I've found that the maps on maps.live.com are fairly accurate. I know what you mean about the other maps being out of date, but these seem to be fairlylaccurate. I checked a map of our church and it showed a new sidewalk we added about 2 years ago, so they must be that recent at least. Also some ponds that showed up on google earth which I knew to be dry showed up as dry on the mapslive website. So my best guess is that they are probably relatively up to date. I plan on checking out some ponds we've located on the web soon, so if they're different than they appear, I'll be sure to let you know.

Blessings !!


----------



## jasonrobinson (Jan 27, 2008)

pastorchris, i looked at that livesmaps and could not even get aep to come up. ummm wonder what went wrong. any help would be nice. jason


----------



## fishmason (May 2, 2004)

pastorchris i would be very grateful to hear later on how things turned out


----------



## pastorchris (Mar 19, 2007)

Hey guys

First of all, its maps.live.com. then type in bristol, morgan county, ohio (thats where the big muskie bucket is) then you can follow the roads out to where you want to go. The more you zoom in, the more detailed they become. Then you can switch over to the satellite view and you can see the various ponds. Also, you can type in olive green, noble county, ohio (thats the little town about 5 miles west of caldwell on 83) and do the same thing. A little practice is all you need. You can also start at Cumberland and go south, etc....
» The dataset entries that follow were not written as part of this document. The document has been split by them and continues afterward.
PR #2368, opened 2025-01-16
CNV-55113: rollback migration

upalatucci:
## 📝 Description

Make sure to edit back the VM when storageclass migration is cancelled.

VM has a status of the ongoing storageclass migration reporting the original and the destination PVC name. 

Make sure to replace the datavolume templates names and pvcs claim names from the destination back to the original ones 

Make sure to distinguish 'Cancel storage migration' and 'Cancel compute migration' as we have to do two different actions. 

With the storage migration we don't have to remove the VMIM as it's not created by us but by the virt controller. Rollbacking the VM status to the previous one, the virt controller will cancel the migration

Screenshot 2025-01-20 at 10 14 04
Screenshot 2025-01-20 at 10 14 43


src/views/virtualmachines/actions/components/VirtualMachineMigration/utils.ts
```diff
@@ -139,6 +138,13 @@ const createPatchData = (
         path: `/spec/dataVolumeTemplates/${dataVolumeIndex}/metadata/name`,
         value: destinationDataVolumeName,
       });
+
+      if (destinationDV?.spec?.storage?.storageClassName)
```
pcbailey, line 142: Do we have selectors for DVs? If not, maybe we should create some and use them.

pcbailey (commented):
Looks good! I just had a few small comments.

src/views/virtualmachines/actions/utils.ts
```diff
@@ -0,0 +1,95 @@
...
+          path: `/metadata/annotations/${originalClaimAnnotation.replace('/', '~1')}`,
+        },
+        {
+          op: 'replace',
+          path: `/spec/template/spec/volumes/${volumeIndex}/persistentVolumeClaim/claimName`,
+          value: originalClaimStorageMigration,
+        },
+      ];
+    })
+    .filter(Boolean)
```
metalice, line 91: why u need filter here? seems like it always be true

src/views/virtualmachines/actions/utils.ts
```diff
@@ -0,0 +1,95 @@
...
+          value: originalClaimStorageMigration,
+        },
+        {
+          op: 'replace',
+          path: `/spec/dataVolumeTemplates/${dvIndex}/metadata/name`,
+          value: originalClaimStorageMigration,
+        },
+      ];
+    })
+    .filter(Boolean)
```
metalice, line 65: same as comment below

src/views/virtualmachines/actions/utils.ts
upalatucci: fixed with `reduce`

metalice (approved):

PR #2372, opened 2025-01-18
Adding cypress infrastructure for all tests

lkladnit:
## 📝 Description

This PR adds all cypress related strings, enums, functions and objects that will be used in testing.
No tests were added, but the existing tests were updated to use imported functions, objects and selectors
All existing tests passed locally after updating.

Screenshot 2025-01-19 at 19 22 29


.cleanup
metalice, line 1: why naming it .cleanup , usually bash script are {name}.sh

lkladnit: changed names to setup.sh and cleanup.sh

PR #2389, opened 2025-01-27
CNV-53271: select one namespace in catalog page

upalatucci:
## 📝 Description

In catalog, non-admin users do not see the `Create VirtualMachine` button enabled when `All namespaces` is selected. Don't really know what to do to enable that, hey have to select a namespace.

Also, it has a "hybrid" button that overlays the satellite map with the roads.

Hope this helps, if not, I'll try again

Blessings !


----------



## Sailboat13 (May 17, 2008)

Hello all, first post here for me. I read and used the info here to be able to find and camp at AEP grounds. It is @ 98 miles south of me here in Massillon Ohio. I lost my wife of 41 years two years ago and bought a 29 motor home last Oct. I'm getting around 9,2 MPG (V10). With the cost of RV camp grounds near me its about a wash for me to head on down to the AEP grounds. I found it to be VERY nice and the other campers very helpfull. I had brought some firewood with me. We (girlfriend and I) arrived on a Sunday afternoon. The spot we found had a lot of fire wood left there from the camper before us. After a while we noticed other campers checking camp sites for leftover firewood. We ended up using our fire wood we brought with us plus what had been left at out camp site. We only stayed one night but had a nice time. We camped at C site. Looking forward to going back. Didn't get much fishing in and I want to do more of that next time. Thanks for al the good info.


----------